2 tablespoons olive oil
salt and fresh ground pepper to taste
4 tablespoons butter
4 cloves garlic
1 small onion, diced
1 small yellow or orange bell pepper, diced
1/4 cup all-purpose flour
2 cups milk
1 cup chicken broth
salt and fresh ground pepper to taste
1 tablespoon fresh snipped rosemary
1/2 tsp nutmeg
1 cup shredded Parmesan Cheese
8 oz Ricotta
Shredded Mozzarella, about 2 cups
Fresh lasagna noodles or no-boil lasagna noodles
1 cup heavy whipping cream
Pre-heat oven to 400.
Lightly grease a baking sheet and set aside.
Combine chopped squash, olive oil, salt and pepper in a mixing bowl and toss to coat.
Spread the squash in a single layer on the prepared baking sheet.
Roast the squash in the oven for 40 minutes, stirring once or twice, until soft.
(OR…just cook the squash whole in the oven as described above, and then peel and cube for the sauce after squash is baked.)
While the squash bakes, make the sauce.
Heat butter over in a large saucepan over medium heat.
Add garlic, onion and bell pepper and cook until veggies are tender.
Whisk in flour.
Slowly add broth and milk and season with salt and pepper.
Cook and stir frequently until thickened and bubbly, about 8 to 10 minutes.
Remove squash from oven and reduce oven temperature to 375.
Add chopped butternut squash, rosemary and nutmeg into sauce. You can blend with an immersion blender if you want a smoother texture for the filling.

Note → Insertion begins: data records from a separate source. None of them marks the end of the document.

PR #221, opened 2020-03-13
fix router order

kcajmagic:
`SimpleNotificationService/{id}.pem` endpoint was falling into `/` path causing the consumer to receive a Bad Request response.

### DIFF
--- a/app/router/router.go
+++ b/app/router/router.go
@@ -17,11 +17,11 @@ import (
 func New() http.Handler {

Butter a 3-quart casserole dish.
Spoon sauce over the bottom of prepared baking dish.
Layer three or four noodles on top of sauce.
Top noodles with a layer of Ricotta and shredded Mozzarella. Top with 1/3 of the Parmesan.
Ladle sauce on top of the noodles.
Repeat layering of noodles, sauce, Ricotta, Mozzarella, and Parmesan cheeses two more times.
Pour whipping cream over entire dish.
Sprinkle with remaining Parmesan cheese.
Cover dish with foil.
Bake for 35 to 40 minutes, or until bubbly.
Uncover and continue to bake for 10 more minutes, or until top is lightly browned.
Let stand 15 minutes before serving.
Cut and serve.
Ah, my new favorite comfort. So beautiful, so filling, so satisfying. This is a dish to look forward to all Monday long!
What’s a yummy dinner without a little sweet treat to finish? This recipe for brownies is tried and true. I just adapted a favorite dessert to make individual bites. I made 1/2 recipe of Hershey’s Fudge Pie, then scooped spoonfuls of batter into a silicone pan. Little tastes of heaven! I have ideas for this little jewel. I can think of lots of recipes that would be perfect to make with this shape. I’m not always a fan of silicone baking, but this is a winner.
I’ve shared this recipe before, but in case you missed it, here it is, in all its glorious chocolatey-ness.
Hershey’s Fudge Brownie Pie, or “Brownies Bites”
1 cup sugar
1⁄2 cup (1 stick) butter, melted
1⁄2 cup all-purpose flour
1/3 cup Hershey’s Cocoa
1⁄4 tsp. salt
1 tsp. vanilla
1 cup chopped nuts (walnuts or pecans)
Heat oven to 350 degrees. Lightly grease an 8-inch pie pan.
Beat eggs; blend in sugar and melted butter. Stir in flour, cocoa and salt. Stir in vanilla and nuts.
Pour into prepared pie pan.
Bake 25 to 30 minutes or until almost set. (Pie will not test done in center). Cool; cut into wedges.
Serve with ice cream or whipped cream.